History of Computing at Waterloo

The David R. Cheriton School of Computer Science is one of Waterloo’s greatest advancements and this year marks its 50th year of innovation and change to the world. What started with the construction of a new building, also jump started a new faculty and a positive change to the world; one that was unexpected by academics like Don Cowan, Wes Graham and many more. This contribution has sparked a ripple effect of success throughout the past 50 years, and will definitely continue in the years to come.

Student using IBM 360

The IBM 360/75, the most powerful computer in Canada 50 years ago ,  the same model of computer that NASA would use to send astronauts to the Moon, was acquired and installed in the building that would house the University of Waterloo’s new Faculty of Mathematics, the Mathematics and Computer building (MC)

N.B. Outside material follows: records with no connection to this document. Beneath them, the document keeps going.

Issue #1122, opened 2021-07-15
Allowing discrete Difference equations in ODESystem 


sharanry:
The [proposed plan](https://github.com/SciML/ModelingToolkit.jl/issues/1088#issuecomment-876649631) is to support difference equations containing `DIfference` operator in `ODESystem`s using `PeriodicCallback`s.

This could involve the following workflow:

Difining difference and differential equations together:
```julia
using ModelingToolkit
@parameters t σ ρ β
@variables x(t) y(t) z(t)
δ = Differential(t)
D = Difference(t; dt=0.01)

eqs = [
       δ(x) ~ σ*(y-x),
       δ(y) ~ x*(ρ-z)-y,
       δ(z) ~ x*y - β*z,
       D(y) ~ x
       ]
```

Manually mentioning which are the difference variables while defining the ODESystem using an optional kwarg:
```julia
sys = ODESystem(eqs,t,[x,y,z],[σ,ρ,β]; differencevars=[y])
```

Producing the ODEProblem and the callback
```julia
prob = ODEProblem(sys,u0,tspan,p,jac=true)
difference_cb = generate_difference_cb(sys)
```

Mention the callback while solving the problem:
```julia
solve(prob, Rodas5(); cb=difference_cb)
```

@ChrisRackauckas @YingboMa 
Does this kind of workflow seem reasonable to begin with? 
OR do we want more automation that might involve API changes? 
OR did you have something else in mind?

ChrisRackauckas:
No, just put the callback in the problem. The user shouldn't have to deal with it. And automatically detect the difference equations and move them from eqs.

PR #1126, opened 2021-07-16
Enable usage of difference operator in ODESystem

sharanry:
Issue: https://github.com/SciML/ModelingToolkit.jl/issues/1122
Initial discussion: https://github.com/SciML/ModelingToolkit.jl/issues/1088#issuecomment-876649631

TODO:
- [x] Add tests

@ChrisRackauckas @YingboMa


sharanry:
Looking into the failed tests

sharanry:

The Ontario government was funding 90 per cent of the cost of the Mathematics and Computer (MC), which the included furnishings for the building. Don Cowan and his colleague, the late Wes Graham, put in the proposal for the IBM 360/75 claiming it was a furnishing for the new building, which then was approved.

It was that sort of outside-the-box thinking that helped put Waterloo and its fledgling Department of Computer Science on the map. There was now a $5-million building with $8 million worth of furniture located on campus.

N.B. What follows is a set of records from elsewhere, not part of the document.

PR #1127, opened 2021-07-16
preserve context vars in `toexpr`

anandijain:
- fix a misspelling in Contextual variable metadata types, reserve "default" metadata key.
- add utility accessor/setters for reserved metadata
- preserve context var metadata in `toexpr`


anandijain:
blocked by https://github.com/PainterQubits/Unitful.jl/issues/466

IBM 360/75Ralph Stanton, the first Chair of Mathematics at Waterloo, had big plans from the moment he arrived from the University of Toronto. Eventually those dreams would culminate with the separation of Mathematics into its own stand-alone faculty in 1967.Stanton’s vision always included computers at the center of the Faculty of Mathematics, and he hired bright young people to help bring his vision to fruition. One of those people was Wes Graham, whom Stanton had taught. Successfully, Graham, along with Cowan, helped Stanton’s vision come true as he brought the IBM 360/75 into the center of MC, into the famous Red Room. Graham is regarded today as the Father of Computing at Waterloo and served as the first Director of the University’s Computing Centre.

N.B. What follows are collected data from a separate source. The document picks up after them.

PR #1129, opened 2021-07-19
adding defaults to ReactionSystem constructors

anandijain:
I'm not sure if I need to do any scaling of defaults during conversion

### DIFF
--- a/src/systems/reaction/reactionsystem.jl
+++ b/src/systems/reaction/reactionsystem.jl
@@ -181,20 +181,6 @@ function ReactionSystem(iv; kwargs...)
     ReactionSystem(Reaction[], iv, [], []; kwargs...)
 end
 
-# function equations(sys::ModelingToolkit.ReactionSystem)
-#     eqs = get_eqs(sys)
-#     systems = get_systems(sys)
-#     if isempty(systems)
-#         return eqs
-#     else
-#         eqs = [eqs;
-#                reduce(vcat,
-#                       namespace_equations.(get_systems(sys));
-#                       init=[])]
-#         return eqs
-#     end
-# end
-
 """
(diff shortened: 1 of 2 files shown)


isaacsas (approved):

isaacsas:
Looks ok to me. I guess we merge here and then retest the Catalyst PR once there is a new release. @ChrisRackauckas that ok?

isaacsas:
@anandijain can you update the direct problem constructors too, which also call convert? I missed those.

ChrisRackauckas (approved):
looks good to me.

isaacsas:
I’ll merge once those last updates are in and tests pass.

ChrisRackauckas:
wait, isn't `defaults` usually a keyword argument in system constructors? It should match the format of the others.

anandijain:
i need to merge u0 and default_u0, similarly for `p` 
where u0 and p that are passed as args are preferred

isaacsas:
Just mimic ODESystem.

anandijain:
would appreciate a sanity check, but I think it works as it is now, see the tests I added. it seems like defaults get handled just fine as is

ChrisRackauckas (approved):

isaacsas:
Duh, yeah it just gets passed through as a kwarg.

ChrisRackauckas:
Why is Catalyst failing?

anandijain:
it uses the direct rxnsys constructors so its missing that last Dict() arg. see that pr to see why

anandijain:
we are about to walk home, would u mind patch versioning and rerunning the catalyst pr test

ChrisRackauckas:
already started.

Graham, Cowan and others had come together in a research collective called the Computer Systems Group (CSG). The CSG began giving away copies of the software for free, but soon it was decided that a fee would be charged to cover distribution and ongoing maintenance costs. And yet the requests kept coming.

The CSG’s role in software marketing and distribution grew and was formally established within the University structure between 1969 and 1973. This entrepreneurial venture eventually led to the founding of WATCOM, or Watcom, the first of many spinoff companies from the University. These spinoffs in turn helped to cement Waterloo – the City as much as the University – as the tech hub that it is today.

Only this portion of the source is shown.